*TASK ITEM*:
Could you copy every line of the data that contains the word "Issue"?
════════
Issue #1421, opened 2020-04-07
Remove field_intro_text from the page content type and remove update hook data saving logic


ethanteague:
## Description
Remove va_gov_backend_entity_presave logic relating to page / wysiwyg after #1163 is on prod.
The logic calls ` _va_gov_backend_sync_wysiwyg_fields` and it should be removed.

## Acceptance Criteria
- [ ]  Logic that fires function in entity presave is removed, and function that is fired is removed. ` _va_gov_backend_sync_wysiwyg_fields`
- [ ] `field_intro_text` is gone from page content type
- [ ] CMS announcement for editors of `page` content type to tell them that intro text is more limited now. 

## Labels
- [/] Issue type (red) (defaults to task)
- [ ] CMS subsystem (green)
- [ ] CMS practice area (blue)
- [ ] CMS objective (orange)
- [ ] CMS-supported product (black)

ethanteague:
Front end piece (graphQL/template/transformer): https://github.com/department-of-veterans-affairs/vets-website/pull/15902

PR #3213, opened 2020-10-19
VACMS-1421: remove wysiwyg field sync code

acrollet:
## Description

See #1421

## Testing done

Tested saving 'page' type nodes and ensured intro content is preserved and updates are visible.

## QA steps

As a user with the content admin role
- [ ] Ensure that changes to the intro field on Benefits Detail Page content are made as expected

## Definition of Done

### DIFF
--- a/docroot/modules/custom/va_gov_backend/va_gov_backend.module
+++ b/docroot/modules/custom/va_gov_backend/va_gov_backend.module
@@ -1042,18 +1042,12 @@ function va_gov_backend_pathauto_alias_alter(&$alias, array &$context) {
 
 /**
  * Implements hook_entity_presave().
- *
- * @todo: Remove node page wysiwyg sync after VACMS-1163 is on prod.
  */
 function va_gov_backend_entity_presave(EntityInterface $entity) {
   $bundle_types = ['event', 'news_story', 'press_release', 'outreach_asset'];
 
   if ($entity->getEntityTypeId() === 'node' && in_array($entity->bundle(), $bundle_types)) {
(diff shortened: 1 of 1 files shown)


acrollet:
@ethanteague should we have a follow-on to remove ```field_intro_text_limited_html``` from the page content type? It seems that it's no longer in use, but I'm not clear on the history :-)

swirtSJW (commented):
I am pretty sure we are still stuck on this one.   I don't think we ever made the front end switch from the old field to the new.   @ethanteague  can you confirm?

Last I recall, your front end PR was rolled back because we needed to wait on Table of Contents being supported... Which I think it is now, but I think the front end is still using the old field not the new.

swirtSJW:
> field_intro_text_limited_html

is the one that should be used, but we never made the switch to it.

ethanteague:
> I am pretty sure we are still stuck on this one. I don't think we ever made the front end switch from the old field to the new. @ethanteague can you confirm?
> 
> Last I recall, your front end PR was rolled back because we needed to wait on Table of Contents being supported... Which I think it is now, but I think the front end is still using the old field not the new.

That's right, @swirtSJW | @acrollet . Front end is still using the old field.

swirtSJW:
@acrollet I am not sure why this has a status of closed.  The ticket needs to performed, just not right now.  I am going to conver this to draft to make sure it does not get merged accidentally.

acrollet:
@swirtSJW weird, I don't think I closed it - anyway 👍 on leaving it in draft

swirtSJW:
This has been removed by an earlier merge.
════════
*ANSWER SECTION*:
Issue #1421, opened 2020-04-07
- [/] Issue type (red) (defaults to task)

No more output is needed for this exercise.